◆ **What the task asks**
Which lines of the records below contain the word "never"? Report each of them in full.
══════════════════════════════
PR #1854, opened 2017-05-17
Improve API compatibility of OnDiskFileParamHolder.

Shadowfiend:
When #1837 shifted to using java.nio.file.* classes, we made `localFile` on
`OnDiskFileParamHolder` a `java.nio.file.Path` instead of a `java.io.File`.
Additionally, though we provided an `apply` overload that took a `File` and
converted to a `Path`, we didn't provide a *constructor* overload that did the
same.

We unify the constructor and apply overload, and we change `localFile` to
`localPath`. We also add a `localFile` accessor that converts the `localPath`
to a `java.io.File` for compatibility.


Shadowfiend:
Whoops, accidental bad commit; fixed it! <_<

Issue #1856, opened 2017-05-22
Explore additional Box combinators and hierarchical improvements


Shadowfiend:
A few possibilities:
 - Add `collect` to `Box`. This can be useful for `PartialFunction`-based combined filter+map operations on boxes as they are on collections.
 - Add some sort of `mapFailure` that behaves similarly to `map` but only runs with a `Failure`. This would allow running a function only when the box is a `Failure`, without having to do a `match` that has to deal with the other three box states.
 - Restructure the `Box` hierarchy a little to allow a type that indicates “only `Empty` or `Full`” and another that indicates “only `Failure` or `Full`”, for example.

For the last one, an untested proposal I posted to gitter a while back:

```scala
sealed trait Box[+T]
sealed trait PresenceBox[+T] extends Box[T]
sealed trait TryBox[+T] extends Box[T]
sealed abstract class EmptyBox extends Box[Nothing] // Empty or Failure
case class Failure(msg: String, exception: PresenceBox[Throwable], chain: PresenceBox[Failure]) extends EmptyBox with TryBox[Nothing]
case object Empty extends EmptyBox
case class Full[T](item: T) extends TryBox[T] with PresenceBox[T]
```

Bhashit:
══════════════════════════════
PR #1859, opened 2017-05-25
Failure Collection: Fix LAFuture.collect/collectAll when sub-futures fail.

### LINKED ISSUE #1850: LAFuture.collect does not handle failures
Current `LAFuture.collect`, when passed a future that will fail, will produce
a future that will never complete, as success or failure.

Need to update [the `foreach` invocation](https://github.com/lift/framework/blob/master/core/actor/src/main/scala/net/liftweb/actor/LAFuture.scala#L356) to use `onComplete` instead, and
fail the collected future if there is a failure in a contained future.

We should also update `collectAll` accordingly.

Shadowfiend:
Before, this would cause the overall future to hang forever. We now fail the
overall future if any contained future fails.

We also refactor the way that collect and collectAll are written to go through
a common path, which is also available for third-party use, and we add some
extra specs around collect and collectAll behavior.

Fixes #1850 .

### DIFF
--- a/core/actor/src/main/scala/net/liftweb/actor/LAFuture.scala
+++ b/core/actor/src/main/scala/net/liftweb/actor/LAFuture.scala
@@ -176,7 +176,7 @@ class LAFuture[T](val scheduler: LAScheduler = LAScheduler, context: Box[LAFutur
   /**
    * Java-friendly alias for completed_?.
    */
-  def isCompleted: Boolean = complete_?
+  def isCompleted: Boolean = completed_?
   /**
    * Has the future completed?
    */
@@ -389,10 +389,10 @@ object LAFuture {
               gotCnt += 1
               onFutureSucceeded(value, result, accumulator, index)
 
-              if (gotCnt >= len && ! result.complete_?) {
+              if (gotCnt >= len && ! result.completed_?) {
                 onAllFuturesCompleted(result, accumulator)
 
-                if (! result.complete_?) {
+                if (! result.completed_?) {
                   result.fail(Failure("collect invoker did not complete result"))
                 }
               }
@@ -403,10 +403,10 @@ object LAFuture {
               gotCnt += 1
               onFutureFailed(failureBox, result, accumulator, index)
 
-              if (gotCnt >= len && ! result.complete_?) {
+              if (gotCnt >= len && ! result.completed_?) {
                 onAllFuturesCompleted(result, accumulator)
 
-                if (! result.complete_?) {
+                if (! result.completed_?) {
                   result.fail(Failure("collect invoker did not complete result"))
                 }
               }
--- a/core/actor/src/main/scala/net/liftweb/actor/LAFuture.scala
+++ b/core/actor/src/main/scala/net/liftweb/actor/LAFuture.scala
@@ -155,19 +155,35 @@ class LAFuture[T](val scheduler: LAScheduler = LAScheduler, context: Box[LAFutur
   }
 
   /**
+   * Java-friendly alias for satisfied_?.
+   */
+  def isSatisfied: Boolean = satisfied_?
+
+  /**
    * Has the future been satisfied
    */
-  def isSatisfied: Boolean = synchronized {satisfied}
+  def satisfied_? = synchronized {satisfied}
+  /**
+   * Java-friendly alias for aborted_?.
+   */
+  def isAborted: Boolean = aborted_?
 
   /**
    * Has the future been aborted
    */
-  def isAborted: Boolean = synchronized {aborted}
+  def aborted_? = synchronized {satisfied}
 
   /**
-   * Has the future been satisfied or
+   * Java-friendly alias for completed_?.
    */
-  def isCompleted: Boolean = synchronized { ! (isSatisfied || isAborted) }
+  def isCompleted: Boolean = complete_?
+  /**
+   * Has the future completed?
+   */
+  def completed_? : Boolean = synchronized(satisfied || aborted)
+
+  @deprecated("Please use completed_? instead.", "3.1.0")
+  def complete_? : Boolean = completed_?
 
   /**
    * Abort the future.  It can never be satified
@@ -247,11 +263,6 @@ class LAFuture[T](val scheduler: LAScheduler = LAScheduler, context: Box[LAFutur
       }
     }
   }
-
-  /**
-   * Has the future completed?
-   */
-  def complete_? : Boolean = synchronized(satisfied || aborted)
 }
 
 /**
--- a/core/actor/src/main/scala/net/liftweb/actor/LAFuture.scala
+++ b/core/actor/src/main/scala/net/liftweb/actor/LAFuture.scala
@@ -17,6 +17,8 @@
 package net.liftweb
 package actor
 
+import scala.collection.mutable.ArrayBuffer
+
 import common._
══════════════════════════════
◆ **Expected output**
a future that will never complete, as success or failure.
    * Abort the future.  It can never be satified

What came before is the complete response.